[Dataset entries]
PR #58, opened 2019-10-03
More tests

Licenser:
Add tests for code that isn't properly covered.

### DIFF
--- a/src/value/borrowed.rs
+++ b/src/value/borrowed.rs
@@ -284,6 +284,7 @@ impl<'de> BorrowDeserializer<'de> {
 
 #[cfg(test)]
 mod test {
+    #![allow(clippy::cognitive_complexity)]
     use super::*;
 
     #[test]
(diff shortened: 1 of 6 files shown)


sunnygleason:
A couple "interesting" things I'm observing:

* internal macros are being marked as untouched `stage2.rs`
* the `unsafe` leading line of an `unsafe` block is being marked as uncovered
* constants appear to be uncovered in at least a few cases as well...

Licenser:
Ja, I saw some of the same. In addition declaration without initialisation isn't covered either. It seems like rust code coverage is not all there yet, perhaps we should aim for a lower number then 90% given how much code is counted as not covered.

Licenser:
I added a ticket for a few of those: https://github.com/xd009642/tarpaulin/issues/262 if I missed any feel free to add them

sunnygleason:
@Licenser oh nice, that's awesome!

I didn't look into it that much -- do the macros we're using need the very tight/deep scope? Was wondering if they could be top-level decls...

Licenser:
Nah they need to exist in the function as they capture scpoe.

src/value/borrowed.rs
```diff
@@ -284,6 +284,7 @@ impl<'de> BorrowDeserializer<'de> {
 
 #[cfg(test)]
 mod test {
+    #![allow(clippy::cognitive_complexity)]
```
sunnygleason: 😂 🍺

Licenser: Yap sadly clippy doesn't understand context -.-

---

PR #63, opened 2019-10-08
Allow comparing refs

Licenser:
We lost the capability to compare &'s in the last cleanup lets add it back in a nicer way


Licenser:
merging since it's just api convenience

REQUIRED ACTION:
Pull every line that holds the string "marked" out of the records.

WRITTEN RESPONSE:
* internal macros are being marked as untouched `stage2.rs`
* the `unsafe` leading line of an `unsafe` block is being marked as uncovered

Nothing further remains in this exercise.